Egoyan, o arménio

Não será uma originalidade dizer que a impressão dominante dos filmes de Atom Egoyan se costuma relacionar com o desenraizamento e com uma sensação de permanente não-pertença, assim como a de alguém que quanto mais olha para o mundo mais o vê como uma coisa estranha.

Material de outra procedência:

PR #17268, opened 2025-01-16
Prevent tax sync webhooks in checkout bulk queries

korycins:
When calling resolvers like `me{checkouts}` , `checkouts` , `checkoutLines`  there is a possibility that some of the objects would trigger the sync webhooks. In case of having dozens of objects requested in the query, this could cause a massive slow down in the response, as we need to wait for sync webhooks. As a solution, we want to block the possibility of calling sync webhooks when requesting data via bulk queries.

We want to also cover cases like:
```graphql
query {
  checkout(id:"Q2hlY2tvdXQ6ZGRkNDQ3ZGUtZmQyNy00MDdkLTk2YTYtZGNmZTgwMDk3ODhi"){
    id
    totalPrice{
      gross{
        amount
      }
    }
  }
  checkouts(first:100, sortBy:{direction:ASC, field:CREATION_DATE}){
    edges{
      node{
        id
        totalPrice{
          tax{
            amount
          }
        }
      }
    }
  }
}
```

(where `checkout` should be able to trigger the sync webhooks, and for `checkouts` webhooks should be skipped).

Similar case is for different query indentations:
```graphql
query {
  checkout(id:"Q2hlY2tvdXQ6ZGRkNDQ3ZGUtZmQyNy00MDdkLTk2YTYtZGNmZTgwMDk3ODhi"){
    id
    totalPrice{
      gross{
        amount
      }
    }
  }
  me{
    checkouts(first:10){
      edges{
        node{
          id
        }
      }
    }
  }
}

```

The webhooks that will be skipped for bulk queries by this PR:
~- `SHIPPING_LIST_METHODS_FOR_CHECKOUT`~ (Will be handled in separate PR)
~- `CHECKOUT_FILTER_SHIPPING_METHODS`~ (Will be handled in separate PR)
- `CHECKOUT_CALCULATE_TAXES`

When calling `me{checkouts}` , `checkouts` , `checkoutLines` 

# Impact

- [ ] New migrations

# Docs

- [ ] Link to documentation: https://github.com/saleor/saleor-docs/pull/1459

# Pull Request Checklist


korycins:
> IMO you should also prevent generating pre-generated payload when sync webhooks are blocked.

Valid point, I will create a sub-task to handle this in separate PR.

IKarbowiak (approved):

fowczarek (approved):

PR #1010, opened 2022-02-23
task is done

ElizaChernysh:
https://elizachernysh.github.io/layout_stop-watch/

### DIFF
--- a/src/styles/main.scss
+++ b/src/styles/main.scss
@@ -1,0 +1,101 @@
+* {
+  box-sizing: border-box;
+}
+
+body {
+  margin: 0;
+}
+
+$watch-size: 510px;
+$circle-size: 20px;
+$minute-height: 100px;
+$arrow-width: 10px;
+$secunde-height: $minute-height + 150px;
+
+@mixin watch-circle {
+  height: $watch-size;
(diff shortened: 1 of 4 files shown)


src/styles/main.scss
```diff
@@ -0,0 +1,101 @@
...
+}
+
+%minute-arrow {
+  height: $minute-height;
+  width: $arrow-width;
+  background-color: rgb(255, 30, 0);
+  border-radius: 5px;
+}
+
+%secunda-arrow {
```
illiarerun, line 36:
```suggestion
%seconds-arrow {
```

src/styles/main.scss
```diff
@@ -0,0 +1,101 @@
...
+  @include watch-circle;
+  border: 4px solid rgba(78, 76, 76, 0.94);
+  background-color: rgb(192, 182, 182);
+
+  &::before {
+    content: "";
+    @extend %minute-arrow;
+    position: relative;
+    bottom: $minute-height / 2;
+    left: 15px;
```
illiarerun, line 77: why do you need these weird calculations and values? just use position: absolute with bottom 50% for all the elements inside a watch

PR #1036, opened 2022-03-15
Develop

DimaKotovich:
[DEMO](https://DimaKotovich.github.io/layout_stop-watch/)


AntonLevchuk (approved):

Não será uma originalidade, mas será verdadeiro. E saber alguns pormenores essenciais da biografia de Egoyan reforça-o, sobretudo saber que se trata de alguém que tem uma origem arménia, nasceu no Cairo e acabou por se fixar e crescer no Canadá. Nesse sentido, são fáceis de perceber (ou pelo menos, de presumir) as razões que levaram Egoyan a "Ararat" - é, com alguma clareza, o filme de alguém em busca das suas raízes e da sua identidade, o filme de alguém que descobre, ou que assume, que o principal traço dessa identidade se prende com as suas mais remotas origens. Costuma-se tratar Egoyan como um "cineasta canadiano"; mas pelo menos neste filme é como cineasta arménio que ele plenamente se define.

"Ararat", nas suas múltiplas camadas, é um filme sobre essa descoberta, vivida na prática como uma reivindicação. De resto, algumas personagens (como a de Arsinée Khanjian) vivem dessa e para essa reivindicação, enquanto outras (o filho, David Alpay) atravessam o processo que vai da descoberta das origens à assunção de que elas são o elemento mais determinante da sua identidade. Nessa perspectiva, "Ararat" é quase um filme "activista", como se cumprisse um dever de reconhecimento e de memória para com a comunidade arménia espalhada pelo mundo - e como tal, um filme fixado num momento fundador, motivo directo da diáspora arménia e sua memória mais sangrenta: o genocídio perpetrado em 1915 pela Turquia. O "activismo", na sua expressão mais literal, revela-se ainda por aquela legenda final que nos vem lembrar que a Turquia nunca reconheceu a sua responsabilidade no massacre dos arménios.

Ora bem, e que faz Egoyan com todo este - pesadíssimo - material? Para lá do aspecto mais caloroso do filme, o facto de ser ele próprio uma espécie de encontro de arménios vindos dos mais diversos sítios (até Charles Aznavour lá está...), é forçoso dizer que Egoyan não se sai lá muito bem. É evidente que o centro do filme, assim como o centro da questão arménia, é o massacre de 1915, e é lá que Egoyan quer tocar. Mas ao mesmo tempo, num gesto que se revela incapaz de não pecar por uma certa grandiloquência mal resolvida quando se calhar pretendia ser apenas solene, quer também evitar a mera reconstituição.

"Ararat" ancora-se assim em torno da rodagem de um filme que reconstitui o massacre - maneira de perspectivar o olhar e interrogar o sentido da própria ideia de reconstituição. Há, no filme, um desejo de complexidade, um desejo de não ser redutor, coisas completamente louváveis. Mas na concretização desse desejo revela-se a mão pesada de Egoyan - é um filme que tem coisas a mais, tem personagens a mais, tem psicologia a mais, e todos aqueles elementos bastante típicos de Egoyan (as circonvuluções temporais, por exemplo) acabam por se esgotar no que parece ser uma enorme redundância.